Generally is it thought that Gram-negative bacteria are more susceptible than Gram-positive to attack by external factors, such as metal nanoparticles like it was observed for silver 51 and gold nanoparticles 52. As the main reason for differences in bacterial susceptibility and resistance the bacterial cell walls composition is suggested. In the case of Gram-negative bacteria, bacterial cells are covered by a layer of lipopolysaccharides (1–3 µm thick) and thin peptidoglycans (~ 8 nm thick), whereas Gram-positive bacteria possess a peptidoglycan layer (~ 80 nm thick) with covalently attached teichoic and teichuronic acids 53. However, here we observed that Gram-negative Escherichia coli were less susceptible to ZnO materials than Gram-positive S. aureus, which is consistent with Tayel and co-workers 54, who showed that the inhibition of Gram-negative bacteria requires higher concentrations of ZnO NPs. This is likely because the peptidoglycan layer that surrounds Gram-positive bacteria can promote ZnO attack inside the cell, while the cell wall components of Gram-negative bacteria, such as lipopolysaccharides, can counter this attack. Similar results were found by d’Agua R.B. et al. 55, who showed that Gram-positive bacteria were more sensitive to peroxide hydrogen than Gram-negative bacteria. It was also seen in our earlier studies with gelatin-ZnO nanofibers 56.

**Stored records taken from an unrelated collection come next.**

PR #421, opened 2024-07-20
Add secure mode to totp_face_lfs (secrets only in memory)

wryun:
Since the totp_lfs keeps things on flash unencrypted, if you're particularly paranoid this loads them from LFS then removes them from flash.

(WARNING: don't know enough about LFS to understand if they're properly cleared)

### DIFF
--- a/movement/watch_faces/complication/totp_face_lfs.c
+++ b/movement/watch_faces/complication/totp_face_lfs.c
@@ -41,6 +41,12 @@
 
 const char* TOTP_URI_START = "otpauth://totp/";
 
+/* The totp_record struct has two modes of operation:
+ *  - secmod = false: read from lfs (in which file_secret_offset
+ *    points to an offset in totp_uris.txt)
+ *  - secmod = true: read from memory
+ *    (in which case secret contains the decoded secret)
+ */
 struct totp_record {
     char label[2];
     hmac_alg algorithm;
@@ -232,7 +238,7 @@ static void totp_face_set_record(totp_lfs_state_t *totp_state, int i) {
     record = &totp_records[i];
 
     TOTP(
-        totp_face_lfs_get_file_secret(record),
+        (totp_state->secmod ? record->secret : totp_face_lfs_get_file_secret(record)),
         record->secret_size,
         record->period,
         record->algorithm
@@ -254,6 +260,7 @@ void totp_face_lfs_activate(movement_settings_t *settings, void *context) {
     }
 #endif
 
+    totp_state->secmod_request = false;
     totp_state->timestamp = watch_utility_date_time_to_unix_time(watch_rtc_get_date_time(), movement_timezone_offsets[settings->bit.time_zone] * 60);
     totp_face_set_record(totp_state, 0);
 }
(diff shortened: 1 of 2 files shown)


movement/watch_faces/complication/totp_face_lfs.c
```diff
@@ -279,15 +286,37 @@ static void totp_face_display(totp_lfs_state_t *totp_state) {
...
+        totp_records[i].secret = malloc(totp_records[i].secret_size);
+        if (totp_records[i].secret == NULL) {
+            num_totp_records = i - 1;
+            // We can't easily undo at this point, because we destroyed
+            // the offset info (secret is in a union). So let's just junk
+            // the remaining records.
+            break;
+        }
+        memcpy(totp_records[i].secret, current_secret, totp_records[i].secret_size);
+    }
```
matheusmoreira, line 303: How does this impact memory usage? Copying every secret into memory has caused resets in the past, and the fix was to read them into memory one at a time.

movement/watch_faces/complication/totp_face_lfs.c
```diff
@@ -279,15 +286,37 @@ static void totp_face_display(totp_lfs_state_t *totp_state) {
...
+
+    filesystem_rm(TOTP_FILE);
```
matheusmoreira, line 305: This is unlikely to be a secure erase operation. For performance reasons, file systems typically don't overwrite file contents when erasing, they just remove the links to the file from the file system data structures, causing the file to become unreachable and the memory to become available for new files. The data will not be overwritten until new data is written to the same physical location.

For this reason, it may be wise to overwrite the entire file with zeros before issuing the `rm` command to the file system.

This is adequate for spinning disks but may not be completely effective for flash storage: copies of the file may still linger on the storage medium if wear leveling is employed.

I do not know if the hardware supports a secure erase operation but it's probably a good idea to _also_ issue those commands if it does. Even if it does, it is unknown how effective it is, hardware manufacturers are known for screwing up features like this. The data might therefore still be recoverable despite all possible precautions.

matheusmoreira (commented):
There's no doubt that this commit raises the effort needed to recover data. With some changes the effort required might be increased even further. I would refrain from using the word "secure" though.

movement/watch_faces/complication/totp_face_lfs.c
wryun: Yes - there is a warning about this in the doco (i.e. that using secure mode is more likely to make you run out of memory, and whether it works well is a bit config dependent).

Personally, I've run 10 codes on my device without issue, but it obviously depends what other faces are loaded.

movement/watch_faces/complication/totp_face_lfs.c
wryun: :+1: 

Yes, as I mentioned at the top, don't know enough about LFS to understand exactly what will happen here. I wouldn't feel confident in zero-ing it out as a method because I haven't looked at LFS's internal structure (I mean, if it was the same length... but as you mention, LFS could have some built-in wear levelling that means it will write it in a separate block). At least there's no hardware level magic here we have to worry about!

I'll change the top of the PR to make these caveats clearer.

At cytotoxicity studies (Fig. 6), results showed that all nan- and microparticles are biocompatible at low concentrations. The greatest decrease in viability above 100 µg/mL was seen with the administration of ZnO nanorods and nanoparticles, and then heterostructures. The differences could be related to the distinct mechanism of action, and different levels of nanoparticles internalization. The toxicity mechanism is comparable with antibacterial action, which means that the ROS generation, mechanical harm due to direct interaction of ZnO materials with the cells, cells internalization, as well as zinc ions releasing could be responsible for cytotoxic activity towards human cells. Moreover, Cho W-S. et al. 57 indicated that zinc oxide nanoparticles rapidly dissolve under acidic conditions (pH 4.5), which may occur after absorption of nanoparticles into lysosomes in the process of endocytosis, leading in turn to cell death.